[[ Excerpted data, beginning ]]
PR #926, opened 2017-02-08
fix boot_from_scsi_cdrom.with_specify_device

hjydxy:
The boot_menu_key is 'f12' in qemu1.5.but in qemu2.6,it becomes 'esc'.

### DIFF
--- a/qemu/tests/boot_from_device.py
+++ b/qemu/tests/boot_from_device.py
@@ -109,7 +109,7 @@ def run(test, params, env):
             cleanup(device_name)
 
     timeout = int(params.get("login_timeout", 360))
-    boot_menu_key = params.get("boot_menu_key", 'f12')
+    boot_menu_key = 'esc '
     boot_menu_hint = params.get("boot_menu_hint")
     boot_fail_info = params.get("boot_fail_info")
     boot_device = params.get("boot_device")


qemu/tests/boot_from_device.py
```diff
@@ -109,7 +109,7 @@ def check_boot_result(boot_fail_info, device_name):
             cleanup(device_name)
 
     timeout = int(params.get("login_timeout", 360))
-    boot_menu_key = params.get("boot_menu_key", 'f12')
+    boot_menu_key = 'esc'
```
xutian: not a good idea to force it to key 'esc'.

CongLi:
[[ Excerpted data, end ]]
-- What is expected --
Give the number of lines in the entries above that contain the string "params", and nothing more.

-- Result for this task --
8